In her petition, she wanted the court to order diplomatic intervention so that she could access the minor.

Family Court Judge Justice Aggrey Muchelule, however, dismissed the woman’s case, noting that a family court in the UK that had barred her from having direct contact with the minor did not breach her rights.

“I find that the petitioner, while aware that she had physically and emotionally abused her child who had consequently persuaded the Family Court in the United Kingdom to find that she was not a fit parent to participate in the upbringing of the child, and while aware that she had run away from the court in the United Kingdom where she had been charged with assaulting the child, brought this amended petition to avoid accounting for these acts against the child,” he ruled.

Court records show that the woman now lives in the US, her husband is in Tanzania, the child in the UK and the fight for custody is in Kenya.

The woman, identified as MAK, married a hotelier identified as RMAA on August 2, 2002. Six years later, the couple parted ways.

After the divorce, the two signed a parental responsibility agreement in which the woman was to have custody of the child. The deal signed before the Children’s Court in Nairobi also saw the parents consent to share the boy’s school fees and medical insurance, among other expenses.

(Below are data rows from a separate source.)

PR #3011, opened 2021-02-01
Fix few translations introduced with #2982

3d-gussner:
I messed up some translation containing too many/few spaces and wrong upper/lower cases.
Found these by comparing the `not_used_*.txt` files before and after.

This PR fixes these.

Note to myself update https://github.com/3d-gussner/Prusa-Firmware/blob/MK3_Dutch/lang/translations.md to compare these files.


Firmware/messages.c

According to court records, MAK moved to the UK in 2014 to pursue a master’s degree in law. Her former husband agreed that the child should live with her and also study in the UK.

Seeking orders

She returned to the High Court in Nairobi in 2015 seeking orders to pursue the man for child maintenance.

The court granted her request and she travelled to the High Court in Dar-es-Salaam seeking to have the orders registered there.

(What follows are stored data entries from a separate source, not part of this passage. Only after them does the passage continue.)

PR #3012, opened 2021-02-02
M552 - Printer IP address

leptun:
You can set the printer IP address with M552 P<ip_addr>. Eg:
`M552 P192.168.1.14`
It will be visible in the support menu:
image

PFW-1173

### DIFF
--- a/Firmware/ultralcd.cpp
+++ b/Firmware/ultralcd.cpp
@@ -2057,8 +2057,8 @@ static void lcd_support_menu()
 	{	// 22bytes total
 		int8_t status;                 // 1byte
 		bool is_flash_air;             // 1byte
-		uint8_t ip[4];                 // 4bytes
-		char ip_str[3*4+3+1];          // 16bytes
+		uint32_t ip;                   // 4bytes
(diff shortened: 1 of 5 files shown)


Firmware/ultralcd.cpp
```diff
@@ -2057,8 +2057,8 @@ static void lcd_support_menu()
 	{	// 22bytes total
 		int8_t status;                 // 1byte
 		bool is_flash_air;             // 1byte
-		uint8_t ip[4];                 // 4bytes
-		char ip_str[3*4+3+1];          // 16bytes
+		uint32_t ip;                   // 4bytes
+		char ip_str[IP4_STR_SIZE];     // 16bytes
```
DRracer, line 2061: do you really need to store the formatted string? Is printing 4 numbers so slow?

leptun: No. We store stuff in memory since that's how the stupid LCD function works. I could probably avoid using this, but it's menu_data so it's not taking any extra space

DRracer (approved):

But the court rejected her prayers on the basis that Kenya does not have an agreement of enforcing judgements with Tanzania.

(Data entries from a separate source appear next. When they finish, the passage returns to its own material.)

PR #3013, opened 2021-02-02
DIR depth adjustments

leptun:
Changed MAX_DIR_DEPTH from 10 to 6. It makes sense to reduce it a bit due to limitations in the cmdqueue.
fixed the dir_names array definition to stay true to the macro.


DRracer (approved):
this is a conservative but correct solution, approving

Meanwhile, police and social services in the UK were investigating claims by the man that the child had accused his mother of physical assault and mental abuse.

Following the complaint, the minor became a boarder in school. RMAA would travel from Tanzania to the UK during holidays to spend time with him.

MAK was charged with child cruelty after she allegedly admitted to hitting him once. She was released on bail but skipped court, leading the judge to issue a warrant of arrest against her on July 2, 2015.

RMAA filed a child custody case in the UK, but MAK challenged it, arguing that the minor was a Kenyan and was, therefore, not subject to the powers of the foreign court.

On August 7, 2015, the Family Court sitting in York barred MAK from having direct contact with the child or interacting with him through phone or social media. The order stated it was the boy who should initiate contact.

The orders were confirmed by the Family Court in London on May 11, 2017, with the caveat that the child was not to leave the UK without the court’s written permission.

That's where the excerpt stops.